In strain elastography physical displacement parallel to the applied normal stress is measured, in comparison, shear wave elastography applies a dynamic stress that produce shear waves in parallel or perpendicular dimensions, generating qualitative and quantitative results of tissue elasticity. There are three SWE techniques: Dimensional Transient Elastography (1D-TE), point Shear Wave Elastography (pSWE) and 2Dimensional Shear Wave Elastography (2D-SWE) and the newer technique 3Dimensional Elastography (3D-SWE) [61].

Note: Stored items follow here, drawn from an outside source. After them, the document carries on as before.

PR #1325, opened 2022-04-05
width changes

### LINKED ISSUE #1324: Content size too small for text pages
Pages like t&c , privacy and whatever else we have don't look ok
image

claudiaHash:
Fixes #1324  .

### DIFF
--- a/src/components/@shared/atoms/Container.module.css
+++ b/src/components/@shared/atoms/Container.module.css
@@ -7,7 +7,7 @@
   width: 100%;
 }
 
-@media (min-width: 40rem) {
+@media (min-width: 55rem) {
   .container {
     padding-left: calc(var(--spacer) / 1.2);
     padding-right: calc(var(--spacer) / 1.2);
@@ -15,5 +15,5 @@
 }
 
 .container.narrow {
-  max-width: 42rem;
+  max-width: 62rem;
 }


EnzoVezzaro (approved):
LGTM

src/components/@shared/atoms/Container.module.css
```diff
@@ -7,13 +7,13 @@
   width: 100%;
 }
 
-@media (min-width: 40rem) {
+@media (min-width: 55rem) {
```
kremalicious, line 10: what's the goal of this change? Why change this spacing switch for each and every page we have, as this component here is used in many places?

This change e.g. on iPad 9.7" gives less consistent spacing to the left/right of content.

This is v4, which we want, where the space left/right if exactly half of the space between the elements:

Screen Shot 2022-04-06 at 12 52 17

And this is this PR reducing all left/right spacing making it feel cramped:

Screen Shot 2022-04-06 at 12 53 31

src/components/@shared/atoms/Container.module.css
```diff
@@ -7,13 +7,13 @@
...
   .container {
     padding-left: calc(var(--spacer) / 1.2);
     padding-right: calc(var(--spacer) / 1.2);
   }
 }
 
 .container.narrow {
```
kremalicious, line 17: it's not narrower than the standard `.container` anymore so this class name is really misleading. Same goes for the prop `narrow` which with this change also became misleading, so prop and class name need to be changed to something describing what we do here

src/components/@shared/atoms/Container.module.css
claudiaHash: yes, you're right, I just removed it

kremalicious (approved):
great, now it's a nice minimal change

PR #1326, opened 2022-04-06
Making it more obvious that something needs to be entered in the timeout field

### LINKED ISSUE #1313: Confusing experience with the 'timeout' field in the publish form
When publishing an asset, is not very visible that the timeout field is a mandatory field. 
After adding the file URL, is a bit confusing why the user cannot move to the next steps using the continue button. It gives the impression that he needs to submit a sample file, although that field is not mandatory.
Maybe we can highlight what the missing field is.

jamiehewitt15:
Fixes #1313 

Changes proposed in this PR:

- Removing dashes to make it more obvious input is needed

### DIFF
--- a/src/components/@shared/FormInput/InputElement.tsx
+++ b/src/components/@shared/FormInput/InputElement.tsx
@@ -65,9 +65,7 @@ export default function InputElement({
           disabled={disabled}
           multiple={multiple}
         >
-          {field !== undefined && field.value === '' && (
-            <option value="">---</option>
-          )}
+          {field !== undefined && field.value === '' && <option value="" />}
           {sortedOptions &&
             (sortedOptions as string[]).map((option: string, index: number) => (
               <option key={index} value={option}>


EnzoVezzaro:
instead of having the field empty, can we add a placeholder like the other 2 fields? It might not be super easy considering it's a dropdown, not an input, but maybe we could style the default value differently to make it look like a placeholder (like in the other fields).

Screen Shot 2022-04-06 at 6 17 43 AM

kremalicious:
> instead of having the field empty, can we add a placeholder like the other 2 fields?

I think it would have opposite effect again and at same time would give impression the `select` is a text `input` with the way our inputs are designed so wouldn't bother with this. So leaving this empty indeed creates a better affordance nudging users into doing something with it even when just scanning the page

mihaisc (approved):

EnzoVezzaro (approved):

In point shear wave elastography, ARFI induces displacement of tissue in a single focal location, similar to ARFI strain. In contrast with ARFI strain, in pSWE measures a portion of longitudinal waves converted through the absorbtion of acoustic energy in shear waves. The speed of shear waves is directly reported or converted in Young’s modulus E to determine the tissue elasticity. pSWE can be operated on any ultrasound machine using the a standard ultrasound transducer. This can be performed using Virtual TouchTM Quantification (VTQ/ ARFI) and Elast-PQTM [61].

VTQ measures and quantifies tissue stiffness by sending short duration acoustic pulses (0.03-0.04 ms) from the probe, generating small (1-10μm) tissue dislocation in the Region Of Interest (ROI). The tissue deformation is then calculated to a numeric value called Shear Wave Velocity (SWV) [62].

Two-dimensional shear wave elastography is the newest technique based on the acoustic radiation force. Compared to ARFI strain imaging and pSWE where there is a single focal location, 2D SWE uses multiple focal zones examined with greater speeds than shear waves, forming a cone, called Mach’s cone that allows real-time interrogation, generating quantitative elastograms [60]. This technology can be found on Virtual Touch TM Imaging Quantification (VTIQ/ARFI), Shear Wave TM Elastography, Shear Wave Elastography, Acoustic Structure Quantification TM and 2D-SWE [53,60]. The major advantages are real-time quantitative elastograms ovelap on B-mode image [63], assesing information both anatomical and of tissue stiffness [61].

There are limitations to these techniques, false positive results can be generated if applying external pressure [64,65], shear wave cannot propagate through liquid zones, calcifications also change accuracy of this technique [66] and also the local anatomy (trachea, carotid artery) can alter the quality of examination [51,67].

Virtual Touch Imaging Quantification

Acoustic Radiation Force Impulse (ARFI) is a SWE mode that asses elasticity of tissues placed in a Region Of Interest (ROI) by measuring the velocity of shear waves. 13 Two methods are described, Virtual Touch Quantification (VTQ) and Virtual Touch Imaging Quantification (VTIQ). Both measure quantitatively tissue elasticity by Shear Wave Velocity (SWV) in meters/seconds (m/s). By comparison, VTIQ uses a smaller Region Of Interest (ROI) and during examination an color map is shown, allowing the correct placement of the ROI [34].

VTIQ is an elastographic technique based on the principle of acoustic radiation force method. By directing ARFI, a sound impulse to a tissue, a matching shear wave is created [68]. Speed wave in VTIQ is 1-10 m/s [69]. Shear Wave Velocity (SWV) represents a qualitative parameter and it has an inverse relation with tissue stiffness, hard tissues are correlated with a faster wave, whereas soft tissues with a slower wave. VTIQ can be a potential useful tool in assessing parathyroid lesions [68].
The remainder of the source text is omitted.